An exact transcription of all the entries below is required.

[Dataset records]

BEGIN

PR #5195, opened 2019-06-14
[BB-1289] Add support for specifying Mongo authentication database

xitij2000:
Configuration Pull Request
---

This PR allows configuring the [authentication database](https://docs.mongodb.com/manual/core/security-users/#user-authentication-database) for Mongo for edx-platform and cs_comments_service. 

This also requires the following PRs to merge to actually work: 
- https://github.com/edx/edx-platform/pull/20819
- https://github.com/edx/cs_comments_service/pull/275


openedx-webhooks:
Thanks for the pull request, @xitij2000! I've created [OSPR-3661](https://openedx.atlassian.net/browse/OSPR-3661) to keep track of it in JIRA. JIRA is a place for product owners to prioritize feature reviews by the engineering development teams.

- supporting documentation
- edx-code email threads

playbooks/roles/edxapp/defaults/main.yml
```diff
@@ -73,6 +73,7 @@ EDXAPP_MONGO_USER: 'edxapp'
 EDXAPP_MONGO_DB_NAME: 'edxapp'
 EDXAPP_MONGO_USE_SSL: False
 EDXAPP_MONGO_REPLICA_SET: ''
+EDXAPP_MONGO_AUTH_DB: ''
```
feanil: Is there a reason we don't use null here and use an empty string instead?

feanil:
Thanks for the PR @xitij2000 I'll queue it up for review.

playbooks/roles/edxapp/defaults/main.yml
xitij2000: @feanil For both the forum and edx-platform an empty string seems to be backwards-compatible, i.e. passing an empty string to auth_source will use the original behaviour. I wasn't so sure about how null would be rendered and picked up in the configuration, so I did not try it. 

There is no other reason though. In fact in the edx-platform PR I'm still coercing the empty string to a None just to be fully in sync with the previous behaviour. 

I will switch this over to null and see how that works out.

xitij2000:
Note: This includes commits from https://github.com/edx/configuration/pull/5196 since without that our sandboxes fail to provision. Once approved I will remove that commit.

playbooks/roles/edxapp/defaults/main.yml
xitij2000: null seems to work fine, so switched it to null.

lgp171188 (approved):
:+1: , the commits to make the sandbox to work should be removed before merge.
- [x] I tested that on sandboxes that this works okay when the `auth_source` parameter is provided via the `EDXAPP_MONGO_AUTH_DB` variable and not provided (which uses the default value matching the current default).
- [x] I read through the code
- [x] ~~I checked for accessibility issues~~ NA
- [x] ~~Includes documentation~~ NA

xitij2000:
@feanil  This is now ready for review

feanil:
Sounds good, I'll queue it up.

ormsbee:
@feanil: Could I trouble you to take this one? I don't have much context for the bit about `AWS_GATHER_FACTS`.

feanil:
I'll take a look.

playbooks/roles/forum/defaults/main.yml
```diff
@@ -59,6 +60,7 @@ forum_base_env: &forum_base_env
   SEARCH_SERVER: "{{ FORUM_ELASTICSEARCH_URL }}"
   MONGOHQ_URL: "{{ FORUM_MONGO_URL }}"
   MONGOID_USE_SSL: "{{ FORUM_MONGO_USE_SSL }}"
+  MONGOID_AUTH_SOURCE: "{{ FORUM_MONGO_AUTH_DB }}"
```
feanil, line 63: For EDXAPP, the config gets output to YAML which will convert the `!!null` to None.  But here, the null will get passed through to a jinja template.  @xitij2000 is the output safe in this scenario?  Can you show me a sample of what the output looks like?

feanil (commented):
Just one last question, I think this will be good to merge once deal with that.

playbooks/roles/forum/defaults/main.yml
xitij2000: @feanil Sure! I had tested this with a simple playbook which passes null on to the template and have subsequently also tested this on a live server. 

[This](https://github.com/edx/configuration/blob/cf1b9e6194d11c8715aab1961e1bd1f6b288c854/playbooks/roles/forum/tasks/main.yml#L61-L75) is where it's being written to the database, and [here](https://github.com/edx/configuration/blob/master/playbooks/roles/forum/templates/forum_env.j2) is the template rendering it. Since the template is only outputing something if a value exists, with `FORUM_MONGO_AUTH_DB` set to `!!null` nothing is output at all. If any value is set you see an `export MONGOID_AUTH_SOURCE="value"` line.

feanil: Ah, good point, forgot about that check before output.  Cool.

feanil (approved):

openedx-webhooks:
@xitij2000 🎉 Your pull request was merged!

Please take a moment to [answer a two question survey](https://docs.google.com/forms/d/e/1FAIpQLSceJOyGJ6JOzfy6lyR3T7EW_71OWUnNQXp68Fymsk3MkNoSDg/viewform?usp=pp_url&entry.1671973413=edx/configuration&entry.867055334=https://github.com/edx/configuration/pull/5195&entry.1484655318=https://github.com/xitij2000&entry.752974735=2019-06-14+13:15&entry.1917517419=2019-07-26+19:14&entry.2133058324=Yes) so we can improve your experience in the future.

xitij2000:
Thanks!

END

Result of the task:
PR #5195, opened 2019-06-14
[BB-1289] Add support for specifying Mongo authentication database

xitij2000:
Configuration Pull Request
---

This PR allows configuring the [authentication database](https://docs.mongodb.com/manual/core/security-users/#user-authentication-database) for Mongo for edx-platform and cs_comments_service. 

This also requires the following PRs to merge to actually work: 
- https://github.com/edx/edx-platform/pull/20819
- https://github.com/edx/cs_comments_service/pull/275


openedx-webhooks:
Thanks for the pull request, @xitij2000! I've created [OSPR-3661](https://openedx.atlassian.net/browse/OSPR-3661) to keep track of it in JIRA. JIRA is a place for product owners to prioritize feature reviews by the engineering development teams.

- supporting documentation
- edx-code email threads

playbooks/roles/edxapp/defaults/main.yml
```diff
@@ -73,6 +73,7 @@ EDXAPP_MONGO_USER: 'edxapp'
 EDXAPP_MONGO_DB_NAME: 'edxapp'
 EDXAPP_MONGO_USE_SSL: False
 EDXAPP_MONGO_REPLICA_SET: ''
+EDXAPP_MONGO_AUTH_DB: ''
```
feanil: Is there a reason we don't use null here and use an empty string instead?

feanil:
Thanks for the PR @xitij2000 I'll queue it up for review.

playbooks/roles/edxapp/defaults/main.yml
xitij2000: @feanil For both the forum and edx-platform an empty string seems to be backwards-compatible, i.e. passing an empty string to auth_source will use the original behaviour. I wasn't so sure about how null would be rendered and picked up in the configuration, so I did not try it. 

There is no other reason though. In fact in the edx-platform PR I'm still coercing the empty string to a None just to be fully in sync with the previous behaviour. 

I will switch this over to null and see how that works out.

xitij2000:
Note: This includes commits from https://github.com/edx/configuration/pull/5196 since without that our sandboxes fail to provision. Once approved I will remove that commit.

playbooks/roles/edxapp/defaults/main.yml
xitij2000: null seems to work fine, so switched it to null.

lgp171188 (approved):
:+1: , the commits to make the sandbox to work should be removed before merge.
- [x] I tested that on sandboxes that this works okay when the `auth_source` parameter is provided via the `EDXAPP_MONGO_AUTH_DB` variable and not provided (which uses the default value matching the current default).
- [x] I read through the code
- [x] ~~I checked for accessibility issues~~ NA
- [x] ~~Includes documentation~~ NA

xitij2000:
@feanil  This is now ready for review

feanil:
Sounds good, I'll queue it up.

ormsbee:
@feanil: Could I trouble you to take this one? I don't have much context for the bit about `AWS_GATHER_FACTS`.

feanil:
I'll take a look.

playbooks/roles/forum/defaults/main.yml
```diff
@@ -59,6 +60,7 @@ forum_base_env: &forum_base_env
   SEARCH_SERVER: "{{ FORUM_ELASTICSEARCH_URL }}"
   MONGOHQ_URL: "{{ FORUM_MONGO_URL }}"
   MONGOID_USE_SSL: "{{ FORUM_MONGO_USE_SSL }}"
+  MONGOID_AUTH_SOURCE: "{{ FORUM_MONGO_AUTH_DB }}"
```
feanil, line 63: For EDXAPP, the config gets output to YAML which will convert the `!!null` to None.  But here, the null will get passed through to a jinja template.  @xitij2000 is the output safe in this scenario?  Can you show me a sample of what the output looks like?

feanil (commented):
Just one last question, I think this will be good to merge once deal with that.

playbooks/roles/forum/defaults/main.yml
xitij2000: @feanil Sure! I had tested this with a simple playbook which passes null on to the template and have subsequently also tested this on a live server. 

[This](https://github.com/edx/configuration/blob/cf1b9e6194d11c8715aab1961e1bd1f6b288c854/playbooks/roles/forum/tasks/main.yml#L61-L75) is where it's being written to the database, and [here](https://github.com/edx/configuration/blob/master/playbooks/roles/forum/templates/forum_env.j2) is the template rendering it. Since the template is only outputing something if a value exists, with `FORUM_MONGO_AUTH_DB` set to `!!null` nothing is output at all. If any value is set you see an `export MONGOID_AUTH_SOURCE="value"` line.

feanil: Ah, good point, forgot about that check before output.  Cool.

feanil (approved):

openedx-webhooks:
@xitij2000 🎉 Your pull request was merged!

Please take a moment to [answer a two question survey](https://docs.google.com/forms/d/e/1FAIpQLSceJOyGJ6JOzfy6lyR3T7EW_71OWUnNQXp68Fymsk3MkNoSDg/viewform?usp=pp_url&entry.1671973413=edx/configuration&entry.867055334=https://github.com/edx/configuration/pull/5195&entry.1484655318=https://github.com/xitij2000&entry.752974735=2019-06-14+13:15&entry.1917517419=2019-07-26+19:14&entry.2133058324=Yes) so we can improve your experience in the future.

xitij2000:
Thanks!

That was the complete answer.